Неразумный! то, что ты сеешь, не может быть оживотворено, если не умрет… Так и воскресение мертвых: сеется в тлении, восстает в нетлении; сеется в бесчестии, восстает в славе; сеется в немощи, восстает в силе. Сеется тело душевное, восстает тело духовное». Но духовным является тело, то есть человек в своих отношениях к ближним и к миру, когда это отношение к миру пронизано любовью к Богу. Едва ли возможно конкретно сказать, «каким» является подобное духовное тело. Во всяком случае, подобные вопросы в Писании совершенно вторичны по сравнению с вопросом о спасительном значении телесного воскресения.
Вместе с телом Христовым вся реальность в своем высшем выражении уже достигла Бога. Так, небо уже возвышается во времени. Поэтому логично, что Церковь как место, где Христос присутствует в вере, надежде и любви, называется Телом Христовым. Когда Павел говорит, что наша обитель на небе (Флп 3:20), и что мы со Христом даже посажены на небе (Еф 2:6; ср. Кол 1:5; 3:3), то тогда это небо изначально находится там, где люди в вере и любви, а также в надежде и терпении существуют «во Христе» и соучаствуют вместе со своим миром в том завершении, которое пришло со Христом. Таким же образом и вся реальность войдет в новую историческую динамику, которая только тогда найдет свое завершение, когда Бог станет «все во всем» (1 Кор 15:28).
Значение для истории спасения, обретенное Иисусом Христом на основе его воскресения и вознесения, Писание выражает в исповедании Иисуса как Господа (Kyrios)[367]. В ранней церкви наряду с исповеданием «Иисус есть Христос» решающую роль играет исповедание «Иисус есть Господь» (Рим 10:9; 1 Кор 12:3; Флп 2:11). Этим титулом должно быть выражено небесное владычество воскресшего и вознесенного.
О происхождении этого титула велась и ведется оживленная дискуссия. Он играл значительную роль в древних культовых мистериях для обозначения соответствующих божеств; кроме того, он встречается в римском имперском культе. Поэтому религиозно–историческая школа (в особенности В.Буссе), а впоследствии Р. Бультман и его школа, выводят этот титул из эллинистического мира. Однако эта теория испытывает большие трудности из–за того, что титул «Господь» (Kyrios) мы находим в молитвенном призывании палестинских общин в арамейской форме «Маранафа» (1 Кор 16:22; Откр 22:20; Дидахе 10:10, 6). При этом тот факт, что это арамейское молитвенное призывание встречается позднее в других греческих текстах, указывает на то, что оно было в употреблении уже очень рано, и поэтому передавалось в эллинистических общинах как священная традиция. Поэтому В.Ферстер, О. Кульман, Э.Швайцер и большинство католических авторов настаивают на палестинском происхождении этого титула.
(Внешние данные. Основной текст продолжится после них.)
PR #259, opened 2020-09-30
Added a library for Arduino MKR WiFi 1010

MEl3dwi:


mMerlin:
This is not a library, or an update to the core library either. It is a single part file and a separate part definition file. The part file I assume contains the view svg images. To be added to the core library, those need to be in the svg/core/«viewname» folders, with appropriate names. There is a naming convention for the svg files, to make them easier to reuse for additional parts. See "4. File Naming Conventions" in http://fritzing.org/fritzings-graphic-standards.

The part definition file that I can see without downloading and extracting needs some work too. The description seems to be only formatting information without any content.

PR #276, opened 2020-11-05
Obsolete core/hc-sr04_ultrafix.fzp and core/HC-SR0 Ultrasonic Distance Sensor.fzp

Важнее происхождения этого титула оказывается его смысловое значение. Формула «Маранафа» может быть понята по–разному. Она может означать: «наш Господь пришел» (он здесь, он присутствует), или «Господь наш, гряди». В первом случае речь идет об исповедании, во втором — о молитвенном призывании скорого наступления парусин. Словом Κύριος Павел однозначно называет присутствующего вознесенного Господа. Это представление заключает в себе два момента: Иисус вознесен, он пребывает у Бога; но он также присутствует своим Духом в Церкви (2 Кор 3:17), прежде всего посредством слова и таинства. Следовательно, для Павла Иисус Христос не является в первую очередь Учителем и Прообразом, а Господом, присутствующим в слове и в праздновании евхаристии, принимающим в свое служение апостола и каждого христианина. «Ибо никто из нас не живет для себя, и никто не умирает для себя. Ибо, живем ли — для Господа живем, умираем ли — для Господа умираем. И потому, живем ли или умираем — мы Господни» (Рим 14:7 сл.).
На это Господство, распространяемое на весь космос и переносимое на начало творения, намекает уже Павел (1 Кор 8:6); в поздних Павловых писаниях (Еф 1:10 сл.; Кол 1:15–20; Евр 1:2 сл.) и у Иоанна (1:1–10) эта идея получает предельное развитие. Вся вселенная подвластна Христу. Он словно наместник Царства Божьего; в нем и через него воздвигается Царство Божье. Это космологическое и протологическое истолкование исповедания Христа является соответствующим выводом из эсхатологического характера жизни, смерти и воскресения Иисуса. Если в нем — начало и завершение истории и достижение цели, в которой все находит свое исполнение, то есть если с ним пришло спасение, то только потому, что изначально все было сотворено для Иисуса. Таким образом, «да» Отца, обращенное к Иисусу и к его делу, есть одновременно «да», обращенное ко всей реальности, оно — спасение мира.